Millions prepare to switch banks as UK switching service launches
Millions of people will abandon their current banks and switch to a new provider, following the introduction of new rules designed to make it easier to change banks. But estimates vary widely, from single digits to tens of millions.
Taking effect today, the UK Payments Council’s new account switching service is intended to help drive up competition in the UK retail banking sector. The service obliges banks to switch a customer’s standing orders, direct debits etc. over within a maximum of seven working days, and to refund in full any costs arising from any mistakes.
According to research by YouGov, funded by SAS, about five million UK current account holders are likely to switch their bank in the next 12 months. However, another estimate from Intelligent Environments suggested that as many as a third of UK consumers are poised to switch immediately – a number thatthe firm estimates at 13.8 million, based on just under 30% of the UK’s 46 million account holders.
“Our research found a third plan to switch their account as soon as the new seven-day rule comes into effect, rising to half if a competitor offers a better interest rate,” said David Webber, managing director of Intelligent Environments. “This shows that despite more than half of Brits having held their current account for more than a decade, banks can no longer rely upon consumer apathy to keep their custom.”
The figures from both studies suggesting a rise in account switching are balanced by a survey carried out on behalf of Metro Bank by the Centre for Economics and Business Research earlier this month. The CEBR research looked at switching rates in 2003 (1.7%) and 2012 (2.8%), then used econometric forecasting to predict the level of switching by 2023. The results suggested that numbers would rise from 1.3 million switching in 2012 to 2.5 million in 2023 – resulting in an annual switching rate of 5%. However, the report also drew on comparisons with the energy sector to suggest that a truly competitive market should have a switching rate closer to 10%.
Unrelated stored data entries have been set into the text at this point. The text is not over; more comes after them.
PR #610, opened 2025-07-21
patina_dxe_core: Only Unmap Page 0 If It Exists

os-d:
## Description

This patch updates the logic to unmap page 0 after resource HOBs are added. It previously attempted to always do it, but on some platforms page 0 does not exist (in which case the page table will not map it anyway). This checks if the memory exists before attempting to unmap, so it does not cause a debug_assert.

- [x] Impacts functionality?
- [ ] Impacts security?
- [ ] Breaking change?
- [ ] Includes tests?
- [ ] Includes documentation?

## How This Was Tested

Tested on a physical platform that did not have page 0 mapped and was hitting the debug_assert. It no longer is. Also tested on Q35 and SBSA booting to Windows.

## Integration Instructions

N/A.

### DIFF
--- a/patina_dxe_core/src/gcd/spin_locked_gcd.rs
+++ b/patina_dxe_core/src/gcd/spin_locked_gcd.rs
@@ -11,7 +11,10 @@ use alloc::{boxed::Box, slice, vec, vec::Vec};
 use core::{fmt::Display, ptr};
 use patina_sdk::{base::DEFAULT_CACHE_ATTR, error::EfiError};
 
-use mu_pi::{dxe_services, hob};
+use mu_pi::{
+    dxe_services::{self, GcdMemoryType},
+    hob,
+};
 use mu_rust_helpers::function;
 use patina_internal_collections::{Error as SliceError, Rbt, SliceKey, node_size};
 use patina_sdk::{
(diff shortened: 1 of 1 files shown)


patina_dxe_core/src/gcd/spin_locked_gcd.rs
```diff
@@ -2145,11 +2148,19 @@ impl SpinLockedGcd {
         }
 
         // make sure we didn't map page 0 if it was reserved or MMIO, we are using this for null pointer detection
-        if let Err(err) = self.set_memory_space_attributes(0, UEFI_PAGE_SIZE, efi::MEMORY_RP) {
-            // if we fail to set these attributes we can continue to boot, but we will not be able to detect null
-            // pointer dereferences.
-            log::error!("Failed to unmap page 0, which is reserved for null pointer detection. Error: {:?}", err);
-            debug_assert!(false);
+        // only do this if page 0 actually exists
+        if let Ok(descriptor) = self.get_memory_descriptor_for_address(0) {
```
Javagedes, line 2152: This is a lot of nested ifs. Seems like we should use the opposite pattern of this and turn this into a function that we bail out of early using `let Some(x) = y else { return };`

Javagedes:
``` rust
let Ok(descriptor) = self.get_memory_descriptor_for_address(0) else {
  return;
};

if descriptor.memory_type == GcdMemoryType::NonExistent {
  return;
};

if let Err(err) = self.set_memory_space_attributes(0, UEFI_PAGE_SISZE, efi::MEMORY_RP) {
  log::error!(
    "Failed to unmap page 0, which is reserved for null pointer detection. Error: {:?}",
    err
  );
  debug_assert!(false);
}
```

os-d: What I really want is chained lets, but Rust tells me that is an unstable feature :). I don't mind changing this, however, this logic is at the end of this function by chance, not design. So I don't want to add returns, because that could have unintended consequences when this is updated later and is no longer the end. I can refactor it into a match statement with an if arm wrapping the original if statement, though that is really the same thing

Javagedes: let chains were just stabilized in [1.88](https://releases.rs/docs/1.88.0/). I'm not against you adding that as an unstable feature here, until we upgrade past 1.85 :)

makubacki: It technically does not fall under our unstable guidelines (there is an alternative).

https://github.com/OpenDevicePartnership/patina/blob/4c321c078e7cf873781f155dea2c21433ad7a9fa/docs/src/dev/unstable.md?plain=1#L13-L21

I'm not entirely opposed to it though. But at least filing a tracking issue would be nice if you go down that path to explain the usage and resolution.

os-d: I think that let chains are something we could propagate across patina and tighten up some code structures (though it is really just a visual thing, not a real change to code flow). I'm not sure this warrants bringing in the unstable feature, though certainly better to do since it is already stabilized. I will file a backlog item that notes this case and suggests moving it and similar code patterns to let chains when we move to 1.88. It could be a good first issue.

os-d: https://github.com/OpenDevicePartnership/patina/issues/613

Switching accounts has traditionally been perceived as difficult, while other factors such as the relatively limited number of alternatives have discouraged changing. A frequently quoted claim is that consumers are more likely to divorce than change banks. While this claim doesn’t stack up on closer inspection, it is true that the average account lasts 26 years – more than double the amount of time an average failed marriage lasts (11.4 years), according to figures provided by the Independent Banking Commission in its Final Report in 2011. In any case, the low rate of switching prompted the Payments Council to take action.
The Payments Council’s current account switch guarantee sets out the terms of the new switching service. The customer simply informs their chosen new bank of their desire to switch, and provides details of their old account. The customer then needs take no further action, as the rest of the process, including moving across standing orders and direct debits, is handled by the new bank. There is no need for the customer to inform the old bank of the switch.
“Historically, consumer churn between retail banks has been between two and three per cent, however our research suggests this could increase significantly,” said Nick Payne, retail banking consultant at SAS UK and Ireland. “What we are seeing is the commoditisation of current accounts now savvy consumers can scour the market for the package that best suits them. Banks will now have to work hard to differentiate their offerings, through enhanced customer service and targeted marketing.”
Launched in July 2010, Metro Bank is the main challenger bank in the UK and the first new bank in the country for 150 years. Metro Bank reported in May it was opening 12,000 current accounts a month. Other alternatives include building society Nationwide, which currently has 15 million UK customers, and TSB Bank, which was launched as an independent retail bank following its EU-enforced separation from Lloyds. There are also banks such as First Direct, which offers entirely online and phone-based banking (owned by HSBC) and NatWest (owned by RBS). Yet some observers note customer demand for more options.
“It’s not just traditional rivals that banks need to watch out for”, said Webber. “Although the market is currently dominated by a small handful of major high street banks, more than a fifth of consumers told us they’d seriously consider switching to Apple if it launched a bank that was integrated into iPhones and iPads.”
The YouGov research found that 57% of UK current account holders either agree or strongly agree that the UK’s banks are failing to improve customer service – a figure that rises to 65% if all UK adults are considered. However, 24% said they didn’t perceive any bank to be the best at providing customer service.
Payne added that almost half (49%) of the consumers polled said they would be more inclined to switch if their bank had failed to rectify a mistake that had personally affected them. Banks can save themselves the cost of dealing with complaints, and retain valuable customers, by harnessing big data analytics that give them improved knowledge about their customers, he said.